(Input for this task begins)
Issue #100, opened 2018-07-20
Bug in travis early exits


lheagy:
The latest pypi release deployed earlier than anticipated (thanks @jcapriot for catching this). It wasn't a problem as the deployed version was what we intended to deploy - however, it should have been deployed only upon the merge to master or the tagged release...
```yaml
after_success:

  - bash <(curl -s https://codecov.io/bash)

  # early exit if not on a deplotment branch
  - if ! [ "$TRAVIS_BRANCH" = "$MASTER_BRANCH" -o "$TRAVIS_TAG" = "true" ]; then
      echo "Not deploying (because this is not a deployment branch)" ;
      exit 0 ;
    fi
  - if [ "$TRAVIS_PULL_REQUEST" = "true" ]; then
      echo "Not deploying (because this is a pull request)" ;
      exit 0 ;
    fi

```

PR #102, opened 2018-07-24
Include tree.pxd in source distribution

cgohlke:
(Input for this task ends)
• Exercise prompt
Reproduce each record exactly as it appears.

• Your response
Issue #100, opened 2018-07-20
Bug in travis early exits


lheagy:
The latest pypi release deployed earlier than anticipated (thanks @jcapriot for catching this). It wasn't a problem as the deployed version was what we intended to deploy - however, it should have been deployed only upon the merge to master or the tagged release...
```yaml
after_success:

  - bash <(curl -s https://codecov.io/bash)

  # early exit if not on a deplotment branch
  - if ! [ "$TRAVIS_BRANCH" = "$MASTER_BRANCH" -o "$TRAVIS_TAG" = "true" ]; then
      echo "Not deploying (because this is not a deployment branch)" ;
      exit 0 ;
    fi
  - if [ "$TRAVIS_PULL_REQUEST" = "true" ]; then
      echo "Not deploying (because this is a pull request)" ;
      exit 0 ;
    fi

```

PR #102, opened 2018-07-24
Include tree.pxd in source distribution

cgohlke:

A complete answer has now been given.